Odile didn’t know what to say. Louis lowered his head.

“No, I don’t think so,” Odile said timidly.

“She’s polite at least,” Nicole said. “And well brought up.”

“Much better brought up than you, Coco,” Bejardy said.

His face was calm and relaxed again and he had taken Nicole’s hand. Underneath it all, Louis thought, Bejardy liked it that Nicole treated him so badly in front of other people. Was it just one of their little games?

“I have never met anyone with a character as bad as Coco’s,” Bejardy said, stroking her hand.

Louis looked at the Zippo lighter that Nicole had put on the table. He picked it up, lit it, and contemplated the black smoke that the flame gave off.

“When I was in boarding school, I dreamed of having a lighter like this.”

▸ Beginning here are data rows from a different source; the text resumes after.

PR #413, opened 2023-06-08
💬 Remove `mystComment` in favour of `comment`

rowanc1:
In a future version of the spec, hopefully this is removed. There isn't anything myst-like about the comments.


rowanc1:
Tracking spec change here:
https://github.com/executablebooks/myst-spec/issues/62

“Really?” Nicole said. “You can have it.”

She smiled at him and her smile was so sweet, so understanding, that Louis had the feeling their faces could have come closer and closer at that moment, their lips could touch.

“Yes, please. The lighter is yours.”

Two rooms had been reserved for the night in an annex to the inn, on the other side of the garden. Just as they left the bar, Bejardy took Louis’s arm and held him back.

“I wanted to thank you for what you’ve done for me. We’ll discuss it in Paris. You know your commission is waiting for you there, Louis.”